Aria
DESDE que había sido expulsada de Ensoñación había sobrevivido a una tormenta de éter, un caníbal había estado a punto de clavarle un puñal en el cuello y había visto matar a más de un hombre.
Pero eso era peor.
Aria no se reconocía. Se sentía como si se hubiera encarnado en algún pseudocuerpo de los Reinos y no pudiera salir de él.
Las ideas se arremolinaban en su mente. Estaba menstruando. Como un animal. Las residentes no menstruaban. La procreación se llevaba a cabo mediante el diseño genético, y después mediante una secuencia especial de hormonas e implantaciones. La fertilidad se usaba solo cuando se necesitaba. Le aterraba pensar que podía concebir aleatoriamente.
Tal vez el aire del exterior la estuviera cambiando. Tal vez estuviera empezando a estropearse. A funcionar mal. ¿Cómo iba a explicarle una cosa así a su madre? ¿Y si no podían repararla y volvía a ocurrirle más veces, una vez al mes?
Para la muerte estaba preparada. La muerte, en el exterior, era algo que cabía esperar. Una consecuencia lógica de ser expulsado a la Tienda de la Muerte. Pero, por más que intentara verlo de otro modo, la menstruación le parecía algo absolutamente bárbaro. Se tendió sobre el colchón sucio y se sintió, también ella, sucia. Cerró los ojos con la esperanza de alejar de ella ese mundo exterior horrible. Se imaginó que estaba tendida sobre la arena blanca de su Reino de Playa favorito, escuchando el ligero romper de las olas mientras empezaba a relajarse.
Aria intentó reiniciar su Smarteye una vez más.
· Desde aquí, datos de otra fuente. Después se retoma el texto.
PR #1973, opened 2026-08-26
perf(usage): stop re-reading a log that has nothing to drop

### LINKED ISSUE #1972: a busy fortnight makes every recall pay a full read of the usage log
The usage log rotates past 1 MB by keeping the last 14 days. On a machine whose whole log is inside those 14 days, nothing ages out — and `rotate` returns without rewriting anything:

```go
if len(keep) == len(all) {
    return
}
```

So the file never shrinks, and because `rotate` runs before every append and reads the whole file to decide, every event costs a full read of a file that only grows:

```
after 12000 events: 1054650 bytes, threshold 1048576
200 more events:    1072232 bytes now, 6.377716ms per write
same 200 writes on a fresh log:        28.415µs per write
```

224× slower at 1 MB, and climbing. Twelve call sites record events, all on paths a person is waiting on: a recall answering an agent, a session start, a tool call.

The guard is right about what it protects — a rotation must not throw away recent history to make room. It is the fallback that is missing: when nothing is old enough to drop and the file is still over the threshold, the log needs to keep the newest events that fit rather than keep everything and pay for it on every write. That mechanism already exists here for the all-older case, and the injection log got the same shape in #1971.

Reproduced in `internal/usage`; snapshot in the hunt notes.

vshulcz:
Fixes #1972.

A usage log over the 1 MB trigger because it is busy rather than old drops nothing, and #1900 stopped rewriting it for exactly that reason. The read that decides it stayed:

```
after 12000 events: 1054650 bytes, threshold 1048576
200 more events:    1072232 bytes now, 6.377716ms per write
same 200 writes on a fresh log:        28.415µs per write
```

Every event pays for the whole file, on paths a person is waiting on, and it climbs with the file. What one read found now answers for the next: the oldest event it saw, and the size the file had then. Nothing can age out before that stamp does, and a file that shrank was rewritten by someone else, so the memo is dropped.

What this does **not** do, deliberately: bound the file. My first attempt did — a rotation that keeps the newest events that fit — and it failed `TestRecordSkipsRotationWhenNothingWouldBeDropped`, which pins the opposite on purpose. That test is right: a rotation must not throw away a fortnight of recent history to save space. Trading retention for size is a decision, not a patch, and it stays open in #1972.

It also helps only a process that records more than once — the MCP server answering recalls all day. A hook runs once and exits, so it pays the read the first time either way. That half needs the file bounded, which is the decision above.

Three of my own wrong turns are in the issue rather than here: assuming the first line is the oldest event (three existing tests build logs deliberately out of order), and a test asserting the file gets bounded, which encodes the decision that is not mine.

### DIFF
--- a/internal/usage/rotate_growth_test.go
+++ b/internal/usage/rotate_growth_test.go
@@ -33,8 +33,8 @@ func TestAWriteDoesNotPayForTheWholeLog(t *testing.T) {
 	}
 	full := time.Since(start)
 
-	// Ten times is far below the 224× measured before the fix and far above any
-	// ordinary noise between two runs of the same loop.
+	// Ten times is far below the 135× this same test measures on the branch
+	// before the fix, and far above the noise between two runs of one loop.
 	if full > base*10 {
 		t.Errorf("writing to a full log took %v against %v on a fresh one", full, base)
 	}
--- a/internal/usage/rotate_growth_test.go
+++ b/internal/usage/rotate_growth_test.go
@@ -1,0 +1,41 @@
+package usage
+
+import (
+	"testing"
+	"time"
+)
+
+// A log over the size trigger because it is busy rather than old drops
+// nothing, and #1900 stopped rewriting it for that reason. The read that
+// decides it stayed: every event paid for the whole file, 6.4 ms against 28 µs
+// on a fresh log and climbing (#1972). What one read found now answers for the
+// next, so a process that records more than once pays it once.
+//
+// A ratio rather than a duration, so it means the same thing on a slow runner.
+func TestAWriteDoesNotPayForTheWholeLog(t *testing.T) {
+	if testing.Short() {
+		t.Skip("timing")
+	}
+	fresh := t.TempDir()
+	start := time.Now()
+	for i := 0; i < 200; i++ {
+		RecordResultRaw(fresh, KindRecall, 900, 2, false, 9000)
+	}
+	base := time.Since(start)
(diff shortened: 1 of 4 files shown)


vshulcz:
All of it taken in 802c8999, and the first point was a real hole rather than a nit: a backdated event — a clock that stepped back, a log carried from another machine — arrives behind the memo and would have waited out the whole fourteen days. The memo now carries when it was learned and stops answering after five minutes, which bounds that without giving the cost back.

The rest as advised: `cutoff` moved below the early return, the size passed in instead of a second stat, the unreachable zero-time skip gone, and the contradicting sentence three lines above reconciled — it said the read is nearly free, which is the premise this PR disproves.

The figure is corrected to the one this test measures: 135×, not the 224× per-event number from the issue.

Four tests on the memo's own semantics, which was the gap worth naming: a backdated event is still dropped once the memo expires, a log that shrank under this process is read again, a memo past its window is not used, and the counters still answer afterwards.

Separately, CI caught something on Linux that my machine did not: `TestConcurrentWritersNeverInterleaveASnapshot` failed at 200 bytes with "unexpected end of JSON input". Not a torn record — a blank line, from two writers each closing the same truncated tail with their own newline, exactly as the #1968 review predicted. Every reader of that file skips blank lines; my test did not. Fixed here since it is already on the collector branch.

On the PR body: you are right that "the memo is dropped" is wrong — it is declined, not deleted.

Issue #1971, opened 2026-08-26
above 26 kB a digest, half of two concurrent injections never reach deja log


vshulcz:
Once a single record in `.injections.jsonl` is large enough that twenty of them exceed the 512 kB rotation threshold, the file is permanently over it: every write rotates, and every record appended while a rotation is rebuilding is rewritten away. Measured with two agents injecting at once above that line, **199 of 400 injections never appear in `deja log`** — about half, over 200 runs.

Below the line the same measurement loses nothing: 0 of 3072 writes at 200 B and 0 of 3072 at 4 kB. It is a cliff, not a rate, and it sits at `snapshotsToKeep (20) × digest > snapshotRotateAt (512 kB)` — digests over roughly 26 kB.

That is reachable. `mcp_resources.go:109` records a read of `deja://session/…` into this log, and that record is a whole session: `search.PrintContext` with no budget, against the ~4 kB the other tools answer in. One such read on a long session parks the log above the threshold, and from then on the machine is in the losing regime for as long as those twenty records stay newest.

The mechanism is rotation's read-modify-write: `rotateSnapshots` reads the survivors, rebuilds, and renames. Anything appended between the read and the rename is gone — N concurrent agents lose N records, not the one event `usage.go:191` bounds for the usage log.

Two things could close it, and they are different trades:

- make a rotation leave the file *under* the threshold, dropping oldest records until it is. The cliff disappears because the next write no longer rotates. Costs: fewer digests kept when they are huge.
- cap what the snapshot stores per record. Costs: `deja log --last` stops showing the whole text of a big answer, which is a product decision rather than a mechanical one.

I intend the first. The second is yours if you want the log bounded by content rather than by count.

Credit where due: the cliff was found by the reviewer of #1970, after I had reported the same area with a broken measurement in #1969 and corrected it too far in the other direction.

vshulcz:
Correcting one sentence in this issue, which is mine and wrong.

I wrote that a read of `deja://session/…` records "a whole session: `search.PrintContext` with no budget". It has one: `search.go:1355` sets `budget := 8000`, and I measured it — a 600-turn session answers in 8213 bytes, and the same session with turns sixteen times longer answers in 8213 bytes.

Every writer of this log is budgeted:

| path | cap |
|---|---|
| recall / recall_context | 4096, 2048 under a narrowing policy |
| blame | 8192 |
| resource | 8000 |
| déjà vu | 1536 |
| handoff | 6144 |
[...]

PR #1974, opened 2026-08-26
test(usage): pin the record size this log can hold

vshulcz:
No bug, one guard, and a correction to my own issue.

The question was how big a record a read of `deja://session/…` leaves in the injection log — the queue item and #1971 both say "a whole session, `search.PrintContext` with no budget". It has one. `search.go:1355` sets `budget := 8000`, and the measurement agrees: a 600-turn session answers in 8213 bytes, and the same session with turns sixteen times longer answers in 8213 bytes.

Every writer of that log is budgeted:

| path | cap |
|---|---|
| recall / recall_context | 4096, 2048 under a narrowing policy |
| blame | 8192 |
| resource | 8000 |
| déjà vu | 1536 |
| handoff | 6144 |
| tool | 480 |

Twenty of the largest is about 164 kB against the 512 kB threshold, so the cliff fixed in #1971 is not reachable through any of them today. That fix still stands — it costs nothing, and the file's own guarantee should not rest on six numbers in another package staying where they are — but the account of how a store gets there was wrong, and the issue now carries the correction.

What is missing is the line between the two: `snapshotRotateAt / snapshotsToKeep` is the record size this log can hold without rotating on every write, and nothing said so. A test does now, with the budgets listed and the number to raise named — the threshold, not the budget. Its sibling holds the other half: a record over that line does not take the log with it.

### DIFF
--- a/cmd/deja/answer_budget_room_test.go
+++ b/cmd/deja/answer_budget_room_test.go
@@ -1,0 +1,40 @@
+package main
+
+import (
+	"testing"
+
+	"github.com/vshulcz/deja-vu/internal/search"
+	"github.com/vshulcz/deja-vu/internal/usage"
+)
+
+// Every answer deja snapshots lands in one injection log, and that log holds a
+// record of `usage.RecordRoom` before it starts rotating on every write — at
+// which point half of two concurrent injections is rewritten away (#1971). The
+// budgets that decide a record's size live here and in internal/search, which
+// that package cannot import, so this is where the two meet.
+//
+// A budget raised past this line is not wrong on its own; what is wrong is
+// raising it and leaving the log's threshold where it was.
+func TestEveryAnswerFitsTheRoomTheLogHas(t *testing.T) {
+	// The frame, the header and a trailing note ride along with the body: blame
+	// is documented as ending up about its note's length over budget, so the
+	// room has to cover more than the number itself.
+	const overhead = 2048
+
+	for _, c := range []struct {
+		name   string
+		budget int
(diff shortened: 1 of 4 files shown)


vshulcz:
All four taken in 7aa313ca, and three of them were factual errors of mine.

Verified each against the code before accepting: `contextMCPBudget` is 8192 (mcp.go:629), not 4096 — the 4096/2048 pair is `BuildAutoRecall`, which is the session-start hook, not recall_context. And `hook_tool.go:100` / `hook_tool_after.go:102` call `RecordResult` only, so `tool` never reaches this log at all: I listed a writer that is not one and left out `KindHook`, which `snapshots.go:82` calls the commonest injection there is.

Y esta vez funcionó impecablemente.
Todos los iconos estaban de nuevo en su sitio, exactamente donde debían. El icono en el que aparecía Aria estrangulándose a sí misma se desplazó hasta el centro de la pantalla, y emitió un recordatorio parpadeante.
DOMINGO DE CANTO. 11 A. M.
Lo pinchó, y se escindió al instante. Frente a ella se ondulaba el telón carmesí de Teatro de la Ópera. Aria dio un paso al frente, acariciando el denso terciopelo. Nunca había visto que se moviera así, como un oleaje. Avanzó rozando la tela móvil, en busca de la costura central. Notaba que seguía ondulándose, que la rodeaba por completo. Ella daba vueltas y más vueltas, pero no encontraba la salida. Aterrada, separaba los brazos, pero la tela se hacía cada vez más áspera al tacto, como arenilla.
«¡Lumina!», gritaba, pero su madre no emitía ni un sonido. «¡Mamá!». Volvía a intentarlo. ¿Dónde había ido a parar su voz? Se agarró al telón y tiró de él con todas sus fuerzas. Finalmente logró soltarlo y empezó a girar, rodeándola como un torbellino, metiéndole el pelo en los ojos, acercándose más y más. Pero ella no iba a permitir que la engullera. Aria contó hasta tres y se sumergió en aquella masa que giraba y giraba.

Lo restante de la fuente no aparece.